Trans. Amer. Math. Soc. 365 (2013), 5199-5235 Request permission

Abstract:

Let $G=Sp_4/k$ be the $k$-split symplectic group of $k$-rank 2, where $k$ is a totally real number field. In this paper we compute the Eisenstein cohomology of $G$ with respect to any finite–dimensional, irreducible, $k$-rational representation $E$ of $G_\infty =R_{k/\mathbb {Q}}G(\mathbb {R})$, where $R_{k/\mathbb {Q}}$ denotes the restriction of scalars from $k$ to $\mathbb {Q}$. This approach is based on the work of Schwermer regarding the Eisenstein cohomology for $Sp_4/\mathbb {Q}$, Kim’s description of the residual spectrum of $Sp_4$, and the Franke filtration of the space of automorphic forms. In fact, taking the representation theoretic point of view, we write, for the group $G$, the Franke filtration with respect to the cuspidal support, and give a precise description of the filtration quotients in terms of induced representations.
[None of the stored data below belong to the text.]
PR #8003, opened 2021-07-13
feat(sessiond): Add new shard representation class for UEs in Sessiond

veshkemburu:
## Summary

Polling all stats at once is inefficient and leads to issues on the pipelined side
We can’t do variable polling rates for different UEs as there is currently no grouping that can identify a bunch of UEs. 

An approach is to create a shard class that stores the global state of all shards, basically the frequency of UEs per shard ID. We need to be able to dynamically add, find, and remove these UEs. Load balancing will be incorporate later on.

This is the link to the PR for the design doc related to this feature: [https://github.com/magma/magma/pull/8087](https://github.com/magma/magma/pull/8087)

Note: Some of the changes are from another PR that needs to be merged.

## Test Plan

Ran make run in vagrant VM on magma/lte/gateway
Added UEShard files to CMakeFiles.txt
There is no need for a unit test for this PR since the skeleton is fairly simple and just keeps track of global shard state. Once further API calls are added interacting with this shard class, unit tests will need to be written verifying the proper flow.

## Additional Information


lte/gateway/c/session_manager/UEShard.cpp
```diff
@@ -0,0 +1,94 @@
...
+
+UEShard::UEShard() {
+  number_of_shards = 0;
+}
+
+// returns shard_id associated with UE added
+int UEShard::add_ue(std::string imsi) {
+  int shard_id;
+  if (shards.size() == 0) {
+    shard_id = 1;
```
uri200: Unless necessary, I recommend to start with 0. It will make your life easier

uri200: Also, maybe explore the option of using an array/vector and initialize each shard, instead of use a dictionary. You can save the need for a key.

lte/gateway/c/session_manager/UEShard.cpp
```diff
@@ -0,0 +1,94 @@
...
+        shards[shard_id].push_back(imsi);
+        return shard_id;
+      }
+    }
+    shard_id = ++number_of_shards;
+    shards[shard_id].push_back(imsi);
+  }
+  return shard_id;
+}
+
```
uri200: Shards are normally used to spread the load among them. Per what I understand, this algorithm will fill a shard completely before moving to the next shard. So that means, if you have 100 UEs, all UEs will fall in the same shard and all the load will be on that shard. Is this intentional?

If not, maybe a good way to distribute the load is to use a uniform hash like MD5 of the IMSI (or any other uniform distributed algorithm that doesn't take a hit on performance)

lte/gateway/c/session_manager/UEShard.cpp
```diff
@@ -0,0 +1,94 @@
...
+  if (shard_id <= 0 || shard_id > number_of_shards) {
+    return 0;
+  }
+  if (total_ues_for_shard(shard_id) == MAX_SHARD_SIZE) {
+    return 0;
+  }
+  remove_ue(imsi);
+  shards[shard_id].push_back(imsi);
+  return shard_id;
+}
```
uri200: moving elements from shards is normally not recommended since require lots of effort and sometimes moving doesn't improve the performance at all if not done using statistics of other shards. What will be the use case of this?

uri200 (commented):
Probably you are working on this, but I would add some tests.

I also would create a test generating some UEs and polling them randomly. Then get what the stats per shard to see if any shard is queried more often than others
(Note i meant u it test)

lte/gateway/c/session_manager/UEShard.h
```diff
@@ -0,0 +1,42 @@
...
+ */
+
+#include <string>
+#include <utility>
+#include <vector>
+#include <map>
+
+namespace magma {
+
+class UEShard {
```
amarpad: I think this change needs a C++ face lift also I will not start the class with private.

lte/gateway/c/session_manager/UEShard.h
```diff
@@ -0,0 +1,42 @@
...
+ * limitations under the License.
+ */
+
+#include <string>
+#include <utility>
+#include <vector>
+#include <map>
+
+namespace magma {
+
```
amarpad: Class needs comments

lte/gateway/c/session_manager/UEShard.h
```diff
@@ -0,0 +1,42 @@
...
+  std::map<int, std::vector<std::string>> shards;
+  int number_of_shards;
+  int max_shard_size;
+
+  UEShard();
+
+  // returns shard_id associated with UE added
+  int add_ue(std::string imsi);
+
+  std::pair<int, int> find_ue_shard(std::string imsi);
```
amarpad: All the methods need comments, also pass with ref and const in this case as imsi is immutable.

lte/gateway/c/session_manager/UEShard.cpp
amarpad: +1, if you really want to loadbalance then do a ring or something so you can move a hash bucket vs the entire set of UEs 1 at a time.

amarpad (changes requested):
The sub commit messages I think can just be squashed.

lte/gateway/c/session_manager/UEShard.cpp
veshkemburu: Yeah the move isn't necessary yet(I think I'll make load balancing a separate PR later down the line). The main idea was to just have some of the skeleton for basic functionality.

lte/gateway/c/session_manager/UEShard.cpp
veshkemburu: It's intentional. The idea according to Nick was to have a fixed size for each shard(like 100), fill up that shard for insertion, and once it's full to go to the next shard. I think right now it's just meant to be simple and I'll incorporate rebalancing down the line

lte/gateway/c/session_manager/UEShard.h
veshkemburu: What is a C++ face lift?

lte/gateway/c/session_manager/UEShard.cpp
veshkemburu: Array/vector definitely makes sense, the hashmap isn't necessary if the ids for shards are as such. Good point.

lte/gateway/c/session_manager/UEShard.cpp
uri200: @koolzz probably you already shared this it the past but can you provide more insgith on the need of this sharding please?
- Will sessiond send a list of all the UEs in the shard every time we request update for that shard? Or will pipelined know what UEs are included on that shard?
- What is the trigger to request an update for shard A and not B?
- Why can't we just poll those subcribers independently based on current state of the quota (if over 80% we hyper poll them). 
- What is the final objective? Poll ovs  by smaller groups of IMSI? 

Probably I am missing some context, but I am concerned because it looks like that the intention is to poll smaller groups of UEs. This works only for very specific cases. But on big sets you may end up in situations where you need to poll at least one UE in each shard all the time. Which means you will be polling all the shards. That would be as expensive as polling all the UEs as we are doing so far

lte/gateway/c/session_manager/UEShard.h
amarpad: Just more C++ best practices friendly

lte/gateway/c/session_manager/UEShard.cpp
veshkemburu: Answers from Pravin: 
1. sessionD sends shard ID to pipelineD to retrieve stats for all UEs in the shard
2. the trigger is a request for updated stats for any UE in the shard(to differentiate among multiple shards)
3. querying each individual UE generates too much overhead
The reason to introduce sharding as solution is to scale UP the system, with multiple shards you can process each shard independently. sessionD does not need multiple threads, but pipelineD can make use of multiple requests for using async IO more effectively

uri200: Thanks. 

I think a change like this that increases complexity of the system requires a proper reason and  design document (no need to be big document, just show the call flow and what is the intention of this algorithm on the long term). It would be great to see a diagram of how this system is expected to evolve when running. 

before starting any coding we should discuss a proper load balance strategy that can help to get better performance. If there is no clear strategy, sharding will become as bad as querying all UEs.

lte/gateway/c/session_manager/UEShard.cpp
```diff
@@ -0,0 +1,78 @@
...
+      if (total_ues_for_shard(i) < max_shard_size) {
+        shards[i].push_back(imsi);
+        return i;
+      }
+    }
+    shard_id = number_of_shards++;
+    shards.push_back({imsi});
+  }
+  return shard_id;
+}
```
pshelar: rather than keeping imsi list per shard, it would be better to keep the shard ID in session-state for each imsi. since the shard-id needs to be persistent. it would save another persistent map in sessionD.

pshelar: once we move the shard-id to session-state, UEShard needs to keep track of shard level info, e.g. count of UEs in the shard.

lte/gateway/c/session_manager/UEShard.cpp
pshelar: I think this feature is documented in google doc, @veshkemburu can you post a PR for design doc for this feature in markdown format.

uri200: Please, add some diagrams of the call flow with differnt UEs and different polling frequencies to understand what will be the benefit of this.

I think it would be good to put in a diagram how you expect the system behave (with load balancing included, even you don't have the algo)

veshkemburu: I'll have the design doc pushed in a separate PR.

lte/gateway/c/session_manager/UEShard.cpp
```diff
@@ -0,0 +1,52 @@
...
+int UEShard::add_ue() {
+  int shard_id;
+  if (shards.size() == 0) {
+    shard_id = 0;
+    shards.push_back(1);
+    number_of_shards++;
+  } else {
+    for (auto i = 0; i < number_of_shards; i++) {
+      if (shards[i] < MAX_SHARD_SIZE) {
+        shards[i]++;
```
koolzz: we might need to actually store imsi here for easier subscriber reallocation but for now this seems good to merge

koolzz (approved):

lte/gateway/c/session_manager/CMakeLists.txt
```diff
@@ -152,6 +152,8 @@ add_library(SESSION_MANAGER
     CreditKey.h
     StatsPoller.cpp
     StatsPoller.h
+    UEShard.cpp
```
themarwhal: `ShardTracker` maybe?

lte/gateway/c/session_manager/ShardTracker.cpp
```diff
@@ -0,0 +1,52 @@
...
+      }
+    }
+    shard_id = number_of_shards++;
+    shards.push_back(1);
+  }
+  return shard_id;
+}
+
+void ShardTracker::remove_ue(int shard_id) {
+  shards[shard_id]--;
```
themarwhal: I might be missing something but how are we guaranteeing that the shard_id index is available?

lte/gateway/c/session_manager/UEShard.cpp
themarwhal: Let's add a TODO here so that the intent is clear here :) Extra bonus points if you file an issue and link it in the TODO

lte/gateway/c/session_manager/ShardTracker.h
```diff
@@ -0,0 +1,38 @@
...
+
+namespace magma {
+
+// Shards represent groups of UEs placed into buckets of
+// a certain size, to make polling more manageable
+class ShardTracker {
+  ShardTracker();
+
+  // add UE to shards based on availability
+  int add_ue();
```
themarwhal, line 30: Add doxygen style docs for all these functions
```
  /**
   * FILL IN WITH DESCRIPTION
   * @param paramA description
   * @return description
   */
```

lte/gateway/c/session_manager/ShardTracker.h
```diff
@@ -0,0 +1,38 @@
...
+
+  // remove UE from shard
+  void remove_ue(int shard_id);
+
+ private:
+  std::vector<int> shards;
```
themarwhal: Can we add comments on what this contains? What is the int in this case? Similarly we could probably use a better variable name than shards here. 

The PR description says `An approach is to create a shard class that stores a map of shard IDs to a vector of UEs with unique IMSIs`, but I can't tell if that's outdated or not.

lte/gateway/c/session_manager/ShardTracker.h
```diff
@@ -0,0 +1,38 @@
...
+  int max_shard_size;
```
themarwhal: Add a doc on how this is initialized

lte/gateway/c/session_manager/ShardTracker.h
```diff
@@ -0,0 +1,38 @@
...
+  int number_of_shards;
```
themarwhal: maybe use uint? unless the value can be negative :)

lte/gateway/c/session_manager/ShardTracker.cpp
```diff
@@ -0,0 +1,52 @@
...
+#include "ShardTracker.h"
+#define MAX_SHARD_SIZE 100
+
+namespace magma {
+
+ShardTracker::ShardTracker() {
+  number_of_shards = 0;
+}
+
+int ShardTracker::add_ue() {
```
themarwhal, line 21: This function seems to be doing a lot. Can we add some comments to make it easier to read?

lte/gateway/c/session_manager/ShardTracker.cpp
```diff
@@ -0,0 +1,52 @@
...
+#include <map>
+
+#include "ShardTracker.h"
+#define MAX_SHARD_SIZE 100
+
+namespace magma {
+
+ShardTracker::ShardTracker() {
+  number_of_shards = 0;
+}
```
themarwhal:
```suggestion
ShardTracker::ShardTracker():number_of_shards(0) {}
```

lte/gateway/c/session_manager/ShardTracker.h
```diff
@@ -0,0 +1,38 @@
...
+class ShardTracker {
+  ShardTracker();
+
+  // add UE to shards based on availability
+  int add_ue();
+
+  // remove UE from shard
+  void remove_ue(int shard_id);
+
+ private:
```
themarwhal, line 39: All class variables should have an underscore at the end. https://google.github.io/styleguide/cppguide.html#General_Naming_Rules
See under Class Data Members

themarwhal (changes requested):
Left some comments! If there is a proposal PR/doc, can we link it in the descriptions if it's not already?

lte/gateway/c/session_manager/ShardTracker.cpp
veshkemburu: So the shard_id index is available based on the number of UEs it has. I'll add a comment for this, but every time the UE is added a check is made for the number of UEs at a particular index before addition.

lte/gateway/c/session_manager/ShardTracker.h
veshkemburu: Thanks for the PR description catch, that should definitely be updated.

lte/gateway/c/session_manager/UEShard.cpp
veshkemburu: Will do, I'll file an issue as well.

lte/gateway/c/session_manager/ShardTracker.cpp
```diff
@@ -0,0 +1,57 @@
...
+#include "ShardTracker.h"
+#define MAX_SHARD_SIZE 100
+
+namespace magma {
+
+ShardTracker::ShardTracker() : number_of_shards_(0) {}
+
+int ShardTracker::add_ue() {
+  int shard_id;
+  //If we have no shards, we add an entry for the shard representing
```
themarwhal: Should be able to get rid of all these by running `make format_session_manager`

lte/gateway/c/session_manager/ShardTracker.h
```diff
@@ -0,0 +1,52 @@
...
+  // TODO: Store IMSI as well for easier subscriber reallocation
+  int add_ue();
+
+  /**
+   * remove UE from shard
+   * @param shard_id location of UE to be removed
+   */
+  void remove_ue(int shard_id);
+
+ /* shards: a vector of quantities, where the indices represent
```
themarwhal: let's put the comment right above the variable declaration

so something like
```c++
private:
  // a vector of quantities, where the indices represent ...
  std::vector<uint16_t> shards_;
  // largest number of UEs that can...
  uint16_t max_shard_size_;
  // number of shards there exists in the system...
  uint16_t number_of_shards_;
```

lte/gateway/c/session_manager/ShardTracker.h
```diff
@@ -0,0 +1,52 @@
...
+/*Shards represent groups of UEs placed into buckets of
+a certain size, to make polling more manageable*/
+class ShardTracker {
+  ShardTracker();
+
+  /**
+   * add UE to shards based on availability
+   * @return index(shard id) where UE was placed
+   */
+  // TODO: Store IMSI as well for easier subscriber reallocation
```
themarwhal: Let's address this TODO lint

themarwhal: If you have a GH issue we can do
```c++
// TODO(veshkemburu): Store IMSI as well for easier subscriber reallocation (GHXXXX)
```

veshkemburu: Added issue: #8167

lte/gateway/c/session_manager/ShardTracker.cpp
```diff
@@ -0,0 +1,57 @@
...
+
+namespace magma {
+
+ShardTracker::ShardTracker() : number_of_shards_(0) {}
+
+int ShardTracker::add_ue() {
+  int shard_id;
+  // If we have no shards, we add an entry for the shard representing
+  // of 1 representing a single UE at the new shard*/
+  if (shards_.size() == 0) {
```
themarwhal: Let's return early to clean up the logic
```suggestion
  if (shards_.size() == 0) {
    shards_.push_back(1);
    number_of_shards_++;
    return 0;
  }
```

lte/gateway/c/session_manager/ShardTracker.cpp
```diff
@@ -0,0 +1,57 @@
...
+#include "ShardTracker.h"
+#define MAX_SHARD_SIZE 100
+
+namespace magma {
+
+ShardTracker::ShardTracker() : number_of_shards_(0) {}
+
+int ShardTracker::add_ue() {
+  int shard_id;
+  // If we have no shards, we add an entry for the shard representing
```
themarwhal: omit we to make the comment shorter
```suggestion
  // If there no shards, add an entry for the shard representing
```

lte/gateway/c/session_manager/ShardTracker.cpp
```diff
@@ -0,0 +1,57 @@
...
+  // of 1 representing a single UE at the new shard*/
```
themarwhal: remove trailing */

themarwhal: Also not sure what this comment/sentence means, can you clarify?

lte/gateway/c/session_manager/ShardTracker.cpp
```diff
@@ -0,0 +1,57 @@
...
+  if (shards_.size() == 0) {
+    shard_id = 0;
+    shards_.push_back(1);
+    number_of_shards_++;
+  } else {
+    // We iterate through all existing shards, if all are full
+    // we create a new shard with quantity 1, otherwise we increment
+    // the quantity of UEs in the latest shard
```
themarwhal: Omit we
```suggestion
    // Iterate through all existing shards. If all are full,
    // create a new shard with quantity 1. Otherwise, we increment
    // the quantity of UEs in the latest shard
```

themarwhal (changes requested):
thanks for addressing earlier comments! Left a few more to ask for clarifications on some docs

themarwhal:
cc @amarpad for re-review

lte/gateway/c/session_manager/ShardTracker.cpp
```diff
@@ -0,0 +1,57 @@
...
+ */
+
+#include <string>
+#include <utility>
+#include <vector>
+#include <algorithm>
+#include <map>
+
+#include "ShardTracker.h"
+#define MAX_SHARD_SIZE 100
```
amarpad: nit: use consts in C++ also this can be a part of the class as that encapsulates the entire behavior of the class.

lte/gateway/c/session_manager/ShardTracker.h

This is then used as a prerequisite for the explicit computation of the Eisenstein cohomology. The special focus is on the residual Eisenstein cohomology. Under a certain compatibility condition for the coefficient system $E$ and the cuspidal support, we prove the existence of non–trivial residual Eisenstein cohomology classes, which are not square–integrable, that is, represented by a non–square–integrable residue of an Eisenstein series.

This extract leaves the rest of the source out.